- [EXERCISE DATA]
[Start of section]

PR #210, opened 2019-09-06
WEP update

eringh:
Updates in the Waveguide eigenvalue problem (WEP) in Gallery:
* Some cleanup of unused code
* A more Juliaesque implementation of some parts: function passing -> dispatch
* Overloading of some basic default linsolvers to make it easier to run a first test
* Updating of the large reference test


jarlebring:
Nice cleanup!

src/gallery_extra/waveguide/Waveguide.jl
```diff
@@ -489,11 +489,15 @@ The `kwargs` keyword argument is passed to the solver.
...
-        function WEPLinSolverCreator(;solver_type=:backslash,kwargs=())
+        function WEPLinSolverCreator(;solver_type=:factorized,kwargs=())
             return new(solver_type,kwargs);
         end
     end
 
+    # Overload Backslash and Factorize lindsolvers to make small WEP examples work out-of-the-box
+    create_linsolver(creator::BackslashLinSolverCreator,nep::WEP,λ) = create_linsolver(WEPLinSolverCreator(solver_type=:backslash),nep, λ)
+    create_linsolver(creator::FactorizeLinSolverCreator,nep::WEP,λ) = create_linsolver(WEPLinSolverCreator(solver_type=:factorized),nep, λ)
+
```
jarlebring: This type of construction cause difficult-to-find bugs in julia. To change the behaviour of `BackslashLinSolverCreator` such that it does not only do backslash but something else is a bit unnatural / dirty. If the reason for these lines is only to make DefaultLinSolverCreator work, I would suggest we remove them (am I right?)  I don't think we need to take beginners  into account for this specialized NEP.

eringh: I think you are right, I'll remove it. I was just unhappy with the resulting error (which tells the user to implement `compute_Mder`).

jarlebring: Indeed. Those error messages are a bit off. Can't you just implement a `compute_Mder(::WEP,..)` which throws an error?

eringh: Great idea! I'll fix it.

eringh: I did the error message so that it points the user towards `WEPLinSolverCreator`. So now there is bot the tests to look at, and a more comprehensive error message.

[End of section]

- [EXERCISE]
Copy every line of the material above in which the string "function" can be found.

- [RESPONSE TO THIS EXERCISE]
* A more Juliaesque implementation of some parts: function passing -> dispatch
-        function WEPLinSolverCreator(;solver_type=:backslash,kwargs=())
+        function WEPLinSolverCreator(;solver_type=:factorized,kwargs=())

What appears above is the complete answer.